Steroid injections have also been used for the treatment
of vitiligo. Steroids can be used twice daily for limited periods of
time. Repigmentation of the vitiliginous area with topical corticosteroids
is most likely to occur on hair bearing areas of the skin. However,
corticosteroids should not be used for long periods of time, since they
may lead to thinning of the skin, growth of blood vessels, and rashes.
The non-steroid containing ointment, tacrolimus has been demonstrated to be an effective alternative treatment to topical steroids. In children treated twice daily for three months, at least partial response was noted on the head and neck area in 89%, and on the trunk and extremities in 63%. In adults, one study demonstrated that 17 of 19 subjects (89%) achieved varying levels of repigmentation with topical tacrolimus, with 68% having greater than 75% repigmentation of face and/or neck lesions.
Phototherapy
(ultraviolet light) has been used successfully in the treatment of vitiligo.
There are two primary types of light treatments available 1) ultraviolet
B (UV-B) and 2) PUVA therapy, ultraviolet A (UV-A) combined with the
chemical psoralen, either in pill form or topicallyapplied.
The theory behind ultraviolet light therapy is that the light, as well as the psoralen, stimulate the melanocytes in the hair follicle to repigment the skin. Repigmentation often begins as small brown dots of pigmentation around the follicle that then spread to fill in the patch.
Ultraviolet light therapy is a slow process, however, requiring treatment over 12 to 24 months. PUVA therapy is associated with a variety of side effects. Narrow-band UVB is a new alternative to PUVA without the side effects associated with PUVA. In one study, the highest success rates for repigmentation of vitiligo were achieved with narrowband UV-B (63%), broadband UV-B (57%), and oral PUVA therapy (51%). The areas that responded most favorably with PUVA were the face and trunk.
Vitiligo has been treated using a 308-nm xenon-chloride
excimer laser. Patches were treated 3 times a week
for a maximum of 12 treatments. Some repigmentation occurred in 57%
- 82% of the treated patches, in one study.

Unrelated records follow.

PR #2507, opened 2021-02-23
Better CN callouts for TEA pre-observation

miaonima:
Make buff names easier to recognize and consistent with TEA Beta Instructions Callout, and provide instructions for ORANGE BAIT and PURPLE BAIT (as in other translations). Confirmed this is the popular strategy (if not the only viable strategy) for this set of mechanics on CN servers.

I saw many raiders in the CN TEA discussion group would like to disable these 4 triggers because of the confusing official names. The buffs are more easily recognized by the color rather than their official names.


Trim21:
Not a good idea... Maybe `大光` `大暗` is even better

miaonima:
> Not a good idea... Maybe `大光` `大暗` is even better

I agree. Will close this and revise.

ui/raidboss/data/05-shb/ultimate/the_epic_of_alexander.js
```diff
@@ -1,6 +1,6 @@
-import Conditions from '../../../../../resources/conditions.ts';
+import Conditions from '../../../../../resources/conditions.js';
 import NetRegexes from '../../../../../resources/netregexes.js';
-import Outputs from '../../../../../resources/outputs.ts';
+import Outputs from '../../../../../resources/outputs.js';
```
Trim21, line 3: why making this change？

miaonima:
Sorry for the mess! I'm quite new to git. Please let me know if this is correct now.

quisquous:
Seems good to me to match what other languages are doing, especially if other people don't like it.  Thanks for the feedback!

@Trim21 does this look good to you?

(Also, sorry that git is confusing, especially when you're new to it.  Thanks for making it work!  I am happy to help in the future if git behaves badly and you have questions or need something fixed.)

Trim21:
@quisquous LGTM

Surgical treatment of vitiligo with
grafts is another treatment. Minigrafts or suction-blister grafts of
skin taken from an area of normal skin pigmentation are placed in the
vitiliginous patch. The area then slowly repigments over a 3 to 6 month
period of time. Melanocyte transplantation is another technique that
has the potential to treat large areas of vitiligo but is not widely
available.
If the patches of vitiligo are widespread and there
are only a few remaining areas of normal brown skin tone, depigmentation
of the remaining pigmented areas is sometimes considered. However, the
bleaching is permanent and it is achieved with the cream, monobenzylether
of hydroquinone.
Bottm Line
Although vitiligo does not occur more often in individuals with brown skin as compared to those with white skin, it clearly can be more devastating psychologically. There are several very good treatments available for vitiligo and new research offers the hope of even more effective treatments in the future.